Background: Inhaled corticosteroids (ICS) afford therapeutic benefits in some COPD patients, but their widespread use is cautioned due to an increased risk of developing pneumonia. Subclass variations exist, and the risk profile differs for individual ICS. Formulation particle size has been identified as a potential effect modifier.
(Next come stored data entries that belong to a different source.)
PR #5564, opened 2024-04-19
[naga] add `Expression::Override` to `needs_pre_emit`

teoxoy:
We need to add `Expression::Override` to `needs_pre_emit` or else we get `ExpressionError::NotInScope` on the updated snapshot.


jimblandy (approved):
Thanks for the fix. Sorry I didn't catch this when reviewing the original overrides PR.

The present study compared the risk of pneumonia among new COPD users of fixed-dose combination inhalers containing fine-particle fluticasone (fp-FDC-F) versus extrafine particle beclometasone (ef-FDC-BDP). Methods: A propensity matched historical cohort study was conducted using data from the Optimum Patient Care Research Database. COPD patients aged >40 years with >1 year of continuous medical data who initiated fp-FDC-F or ef-FDC-BDP were compared. The primary outcome was time to pneumonia event, as treated, using either sensitive (physician diagnosed) or specific (physician diagnosed and x-ray or hospital admission confirmed) definitions. Results: A total of 13,316 patients were matched. Initiation of fp-FDC-F (mean dosage furoate 99 mu g; propionate 710 mu g) was associated with an increased risk of pneumonia versus ef-FDC-BDP (mean beclometasone dose 395 mu g), irrespective of definition (sensitive HR 1.38 95% CI 1.14-1.68; specific HR 1.31 95% CI 1.05-1.62). Conclusion: In the current investigation, we found that in comparison to extrafine beclomethasone, commencing a formulation containing fluticasone is associated with an increased risk of developing pneumonia. These observations support the idea that not all ICS are equal in their adverse effects and subclass variations exist and should be carefully considered in the treatment choice.